Goodbye, Miami?
Last week, Rolling Stone published a stunning report about the bleak future facing Miami because of climate change:
“[T]he unavoidable truth is that… rising waters will destroy Miami slowly, by seeping into wiring, roads, building foundations and drinking-water supplies – and quickly, by increasing the destructive power of hurricanes. ‘Miami, as we know it today, is doomed,’ says Harold Wanless, the chairman of the department of geological sciences at the University of Miami. ‘It’s not a question of if. It’s a question of when.’”
This dire warning wasn’t news to the scientists, federal agencies, local governments and academic institutions in South Florida, which have been alert to this crisis for some time.
Earlier this year, U.S. government scientists singled out Florida, Louisiana, and North Carolina, each with at least a thousand square kilometers of dry land less than 1 meter above high tide, as uniquely vulnerable to rising seas. In Dade County, land valued at $70 billion is at risk due to accelerated sea-level rise. The Everglades and Florida Keys, top tourist attractions, are threatened, and one study projects that Florida will lose $9 billion in tourism revenue by 2025 and $40 billion by 2050.
While the Miami Herald reported last year that “South Florida took the threat seriously before most everybody else,” the magnitudes of the climate threat and the costs associated with mitigation, adaptation, and resiliency make the risks “seem only bigger, scarier and no longer quite so far down the road.”
Not so far away across the Florida Straits, Cubans are subject to the same weather and similar anxieties. According to the Associated Press, Cuban scientists are now projecting that 122 Cuban towns could be seriously damaged or ‘wiped off the map’ by rising tides which, in turn, would taint supplies of fresh water, brutalize croplands, drive families from their homes, and endanger “a $2.5 billion-a-year tourism industry that is its No. 1 source of foreign income.”
The U.S. and Cuba live in the same neighborhood and share the same climate and ecosystems. However distant Havana and Miami are politically, it doesn’t take a rocket scientist to understand why it is in both our nations’ interests to increase cooperation on scientific activities and take steps to ultimately solve the problem of climate change.
Here, there are reasons for hope.
First, Cuba can be a real partner. As scholars from UC Berkeley and the University of Matanzas reported last year, while “Cuba represents 2 percent of the Latin American population…it has 11 percent of the scientists in the region.” Compared to many developed and developing nations, Cuba has robust resources for research, and a real track record of focusing on core dimensions of the climate change problem.
Second, while Cuba’s environmental record is hardly spotless, it has long taken decisions to protect its natural resources, to save food and water supplies or revenue from tourism. Scientific American offers this summary of Cuba’s work to create a sustainable shark fishery. Here, the Environmental Defense Fund discusses a joint project with Cuba’s government that led to the creation of the largest marine reserve in the Caribbean.

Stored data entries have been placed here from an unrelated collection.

PR #942, opened 2016-12-29
ngx.shared.DICT.incr optional expire argument

splitice:
Rebased #358

I'll do a future commit changing all the shdict tests to _block.

### DIFF
--- a/src/ngx_http_lua_shdict.c
+++ b/src/ngx_http_lua_shdict.c
@@ -1517,7 +1517,7 @@ setvalue:
         sd->expires = (uint64_t)tp->sec * 1000 + tp->msec
             + (uint64_t)(exptime * 1000);
 
-    } else if (exptime == 0) {
+    } else {
         dd("setting key to never expire");
         sd->expires = 0;
     }
--- a/src/ngx_http_lua_shdict.c
+++ b/src/ngx_http_lua_shdict.c
@@ -1293,7 +1293,7 @@ ngx_http_lua_shdict_incr(lua_State *L)
             }
             has_init = 1;
         }
-        
+
         if (n >= 5) {
             if (!lua_isnil(L, 5)) {
                 exptime = luaL_checknumber(L, 5);
@@ -2763,8 +2763,8 @@ ngx_http_lua_ffi_shdict_incr(ngx_shm_zone_t *zone, u_char *key,
         dd("setting expire time to %d", exptime);
 
         tp = ngx_timeofday();
-        sd->expires = (uint64_t)tp->sec * 1000 + tp->msec
-            + (uint64_t)(exptime * 1000);
+        sd->expires = (uint64_t) tp->sec * 1000 + tp->msec
+            + (uint64_t) (exptime * 1000);
 
     } else if (exptime == 0) {
         dd("setting key to never expire");
--- a/src/ngx_http_lua_shdict.c
+++ b/src/ngx_http_lua_shdict.c
@@ -1273,18 +1273,18 @@ ngx_http_lua_shdict_incr(lua_State *L)
 
     if (n < 3) {
         return luaL_error(L, "expecting at least 3 arguments, but only seen %d",
-            n);
+                          n);
     }
-    
+
     if (n > 5) {
         return luaL_error(L, "expecting no more than 5 arguments, but %d seen",
-            n);
+                          n);
     }
 
     if (lua_type(L, 1) != LUA_TTABLE) {
         return luaL_error(L, "bad \"zone\" argument");
     }
-    
+
     if (n >= 4) {
         if (!lua_isnil(L, 4)) {
             init = luaL_checknumber(L, 4);
@@ -1404,8 +1404,8 @@ ngx_http_lua_shdict_incr(lua_State *L)
         dd("setting expire time to %d", exptime);
 
         tp = ngx_timeofday();
-        sd->expires = (uint64_t)tp->sec * 1000 + tp->msec
-            + (uint64_t)(exptime * 1000);
+        sd->expires = (uint64_t) tp->sec * 1000 + tp->msec
+            + (uint64_t) (exptime * 1000);
 
     } else if (exptime == 0) {
         dd("setting key to never expire");
@@ -1516,8 +1516,8 @@ setvalue:
         dd("setting expire time to %d", exptime);
 
         tp = ngx_timeofday();
-        sd->expires = (uint64_t)tp->sec * 1000 + tp->msec
-            + (uint64_t)(exptime * 1000);
+        sd->expires = (uint64_t) tp->sec * 1000 + tp->msec
+            + (uint64_t) (exptime * 1000);
 
     } else {
         dd("setting key to never expire");
@@ -2668,7 +2668,7 @@ ngx_http_lua_ffi_shdict_get(ngx_shm_zone_t *zone, u_char *key,
 
 int
 ngx_http_lua_ffi_shdict_incr(ngx_shm_zone_t *zone, u_char *key,
-    size_t key_len, double *value, int exptime, char **err, int has_init, 
+    size_t key_len, double *value, int exptime, char **err, int has_init,
     double init, int *forcible)
 {
     int                          i, n;
--- a/src/ngx_http_lua_shdict.c
+++ b/src/ngx_http_lua_shdict.c
@@ -1291,6 +1291,7 @@ ngx_http_lua_shdict_incr(lua_State *L)
             if (init < 0) {
                 return luaL_error(L, "bad \"init\" argument");
             }
+            
             has_init = 1;
         }
 
--- a/src/ngx_http_lua_shdict.c
+++ b/src/ngx_http_lua_shdict.c
@@ -1257,23 +1257,49 @@ ngx_http_lua_shdict_incr(lua_State *L)
     ngx_http_lua_shdict_node_t  *sd;
     double                       num;
     double                       init = 0;
+    int                          has_init = 0;
     u_char                      *p;
     ngx_shm_zone_t              *zone;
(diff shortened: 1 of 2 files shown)


splitice:
Let me know if its good and I'll do stream & resty-core.

src/ngx_http_lua_shdict.c
```diff
@@ -1257,24 +1257,50 @@ ngx_http_lua_shdict_incr(lua_State *L)
...
     int                          forcible = 0;
     ngx_queue_t                 *queue, *q;
+    ngx_time_t                  *tp;
 
     n = lua_gettop(L);
 
-    if (n != 3 && n != 4) {
-        return luaL_error(L, "expecting 3 or 4 arguments, but only seen %d", n);
+    if (n < 3) {
+        return luaL_error(L, "expecting at least 3 arguments, but only seen %d", n);
```
membphis: This line exceeds 80 columns. Please use the [ngx-releng](https://github.com/openresty/openresty-devel-utils/blob/master/ngx-releng)  tool to check such things.

splitice:
done

t/043-shdict.t
```diff
@@ -2471,3 +2471,90 @@ error
...
 [emerg]
+
+
+
+=== TEST 94: incr expire test new key
+--- http_config
+    lua_shared_dict dogs 1m;
+--- config
+    location = /test {
+        content_by_lua '
```
membphis: Newly added test cases should use the *_by_lua_block form instead.

splitice: I'll do a future PR changing all the shdict tests to _block, not just these ones. It's an easy regex.

agentzh: @splitice I prefer keeping the old tests intact. Just the newly added ones should use `*_by_lua_block`.

src/ngx_http_lua_shdict.c
```diff
@@ -2712,6 +2759,18 @@ ngx_http_lua_ffi_shdict_incr(ngx_shm_zone_t *zone, u_char *key,
...
     ngx_memcpy(p, (double *) &num, sizeof(double));
 
+    if (exptime > 0) {
+        dd("setting expire time to %d", exptime);
+
+        tp = ngx_timeofday();
+        sd->expires = (uint64_t) tp->sec * 1000 + tp->msec
+            + (uint64_t) (exptime * 1000);
+
+    } else if (exptime == 0) {
```
agentzh: Better make `exptime < 0` turn into `exptime == 0` as well. So better replace this `else if` with `else` directly?

agentzh: This should be the same as the CFunction implementation above.

src/ngx_http_lua_shdict.c
```diff
@@ -1257,25 +1257,53 @@ ngx_http_lua_shdict_incr(lua_State *L)
...
         return luaL_error(L, "bad \"zone\" argument");
     }
 
+    if (n >= 4) {
+        if (!lua_isnil(L, 4)) {
+            init = luaL_checknumber(L, 4);
+            if (init < 0) {
+                return luaL_error(L, "bad \"init\" argument");
+            }
+            has_init = 1;
```
agentzh: Style: need a blank line after the `}` line.

agentzh:
@splitice Have you created the corresponding PR for lua-resty-core's FFI-based API?

agentzh:
@splitice Thank you for your contribution! Will you please look at my comments and questions above? Thanks!

agentzh:
I think we also need updates in the documentation :)

agentzh:
Hmm, seems like we should permanently switch over to the FFI-based implementations to lua-resty-core. I'm already sick of maintaining two parallel implementations of the same Lua API :) I bet you can feel the pain as well :)

thibaultcha:
> mm, seems like we should permanently switch over to the FFI-based implementations to lua-resty-core.

I think so too. Having to provide two implementations of each new feature can also discourage a lot of contributors (I think it has been the case a few times already).

However, this does raise a few concerns on the long term: 
- if more and more new features of the API are only provided in lua-resty-core, is it still user-friendly to require from our users to manually require `resty.core` or the specific modules they need in every project?
- the same way, library authors might use some future functions that are only implemented in the lua-resty-core module, and thus, using such libraries would load lua-resty-core without the user being aware of it. This is maybe less of a concern that the first point.

agentzh:
@thibaultcha To answer your concerns:

1. We automatically require `resty.core` before running `init_by_lua*` unless `lua_use_resty_core off` is configured in the user `nginx.conf` (which is on by default).
2. It's not a problem IMHO, since ngx_lua will require lua-resty-core and lua-resty-lrucache unless `lua_use_resty_core` is explicitly turned off :)

agentzh:
Another upside of this is that the ngx_lua core will also be smaller :) The downside is that we now require lua-resty-core and lua-resty-lrucache for ngx_lua.

thibaultcha:
> We automatically require resty.core before running init_by_lua* unless lua_use_resty_core off

Is this an existing feature or a suggestion to solve those concerns? If so, I was about to suggest the same behavior as well. (and disable it by default when not using LuaJIT).

agentzh:
@thibaultcha It's a suggestion. I think we'd also drop the support for the standard Lua 5.1 interpreter in ngx_lua and openresty. LuaJIT is already diverged a lot from it and it's becoming a big burden for us due to the lack of FFI in the standard Lua 5.1 interpreter.

In addition, the user can selectively choose which `resty.core.*` submodules to load to reduce memory footprint and GC overhead even further, as in

```nginx
lua_use_resty_core regex shdict;  # only load the modules resty.core.regex and resty.core.shdict
```

By default, it could be `lua_use_resty_core all`. And the user can configure `lua_use_resty_core none` to disable everything :)

agentzh:
@thibaultcha Alas. We should have created a separate ticket for it.

agentzh:
@thibaultcha Let's move our discussion over to #949 to avoid off-topic :) Thanks!

src/ngx_http_lua_shdict.c
splitice: Those are different code paths. Not adjusting the exptime (<0 aka -1 the default for null) vs setting it to not expire (0)

t/043-shdict.t
splitice: Feel free to make adjustments.

splitice:
Like this commit there has been a PR for lua-resty-core for 2 years. It needs a rebase & for the argument order to be re-ordered. 

There is also a PR for the stream module that needs upgrading for the argument order same as this one.

agentzh:
@splitice For your pull requests to be merged, they have to pass the review process. Thank you for your understanding :)

src/ngx_http_lua_shdict.c
agentzh: @splitice Okay, got it.

t/043-shdict.t
agentzh: @splitice You want me to make adjustments in your branch? Sorry, no, I can't, obviously :)

agentzh: @splitice We can only help with the review process since we have other much higher priorities. Thanks for your understanding.

agentzh:
@splitice So please do not blame us for not merging your old PRs for years. They just never passed the review process like the lack of test cases and etc in your old PRs.

agentzh:
@splitice I do appreciate your contributions a lot and I also hope that you can respect our review process and PR merging policies. Thank you!

agentzh:
@splitice We're already trying our best to collaborate and cooperate with our contributors. I hope that you can see that from our active review feedback and etc.

agentzh:
@splitice Consider that these are all volunteering work.

splitice:
And I too am volunteering my time to merge upstream suitable features developed on projects I am involved with. We are all volunteers here. It's fine to do a review but the constant back and forth over small style fixes that would have taken you less time to fix than to comment on is just wasteful. Due to the time wasted by this not even being looked at that I am now investing time in rebasing & re-ordering the parameters (the new order is only required due to the time-lag, and IMHO less consistent ordering considering set/add).

At the end of the day its your project and you can accept changes however you please. But just take a look at the ancient PRs, plenty of good features abandoned there. Plenty that even look complete.

As this was submitted 2-3 years ago and never processed, none of our other patches have been even considered for pushing upstream. To give you an idea of the PRs that you have missed out on from this project alone:
 - ngx.redirect is missing support for HTTP See Other
 - user_flags in incr's return value consistent with ```set``` (quite useful for setting targets and some atomic structures)

Now back to this PR, you can quite easily make any minor style changes you so desire. You should know how, merge it into a feature branch, add a commit and then merge to master. Done and dusted. Going back and forth with minor style changes over years is only wasting both of our times. I'm sure it takes you longer to write your comment than to add a newline.

Now I could go change all the newly added tests, I could also upgrade the existing with the same regex as a separate PR but realistically it's a waste of time as it looks like this code will be replaced with resty-core soon so not worth the time investment. It will either require a re-base, or removed depending on how the code ends up structured. Either way.

Continuing to consider this a fork is fine for us at this point as the path of least resistance.

thibaultcha:
This function does not exist anymore since we removed the CFunction implementation (as originally discussed in this PR!) in https://github.com/openresty/lua-nginx-module/commit/947fa0088b7a0387f43eb016436a2e4462eb5746. The FFI implementation of this API has support for the `init_ttl` argument. Therefore, I will be closing this PR. Thanks for the patch!

splitice:
FYI init_ttl != expire for anyone using my fork (which I continue to maintain). init_ttl does what it name says while expire continues to bump the TTL (i.e for LRU pattern)

thibaultcha:
@splitice Good to know (and important distinction), thanks for clarifying.

PR #944, opened 2017-01-03
Remove duplicate ngx_http_request_t check in FFI var handlers

p0pr0ck5:
lua-resty-core already checks for a non-null 'r' value, so we
don't need to do it here as well.


agentzh:
I prefer not relying on the caller Lua code since these FFI C API functions may have other out-of-tree users.

p0pr0ck5:
Ok. Figured it might be worth some cleanup since there are other FFI C API functions that don't check for `r` (such as https://github.com/openresty/lua-nginx-module/blob/master/src/ngx_http_lua_ctx.c#L135). But not a big deal for me. Thanks :)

Third, the U.S. government has acted quietly but affirmatively to encourage scientific and environmental exchanges with Cuba for a number of years. In one example, the U.S., Cuba, Mexico, and the Bahamas held talks in March on oil spill prevention and response and have all but finalized a “protocol” for cooperation.
Fourth, in the climate change action plan he unveiled this week, President Obama signaled a commitment to working with willing global partners in a way that bypasses Congress:
“I’m directing my administration to launch negotiations toward global free trade in environmental goods and services, including clean energy technology, to help more countries skip past the dirty phase of development and join a global low-carbon economy.”
This declaration could form the basis for executive actions to remove barriers and resource constraints that stop scientists on both sides of the Florida Straits from doing more.
As Melissa Gaskill writing in Scientific American explains:
University of Havana researchers can’t just hop over to Cabañas whenever they need to—few have cars and fuel can be hard to come by. Also, scientists in the U.S. and Cuba find it challenging to communicate, as e-mail can be slow and sporadic. An American scientist may suggest a Web site resource to a colleague in Cuba only to discover Cubans can’t access it. Travel restrictions imposed by both governments create delays, a forced flexibility familiar to Cubans. The U.S. government restricts U.S. scientists from training their Cuban counterparts but allows mutually beneficial exchanges of information, turning the normal process of collaboration into something more complex.
Experts like Dan Whittle of the Environmental Defense Fund know how problems like this are solved. “Environmental protection doesn’t happen by accident. It requires good science, careful planning, and strong political will. In the case the U.S. and Cuba, it starts with exchange, dialogue, and cooperation.”
Earlier this year, a dozen environmental, scientific, and research organizations called on President Obama to ease restrictions on licenses required for travel to Cuba for environmental purposes, licenses for research equipment, and licenses that would enable donors to fund environmental projects and programs in Cuba that would otherwise limp along or not get done.
Having spoken so forcefully on climate change, the president can answer their call for action, and the people of Miami will applaud him for doing so.
After all, he’d just be carrying their water.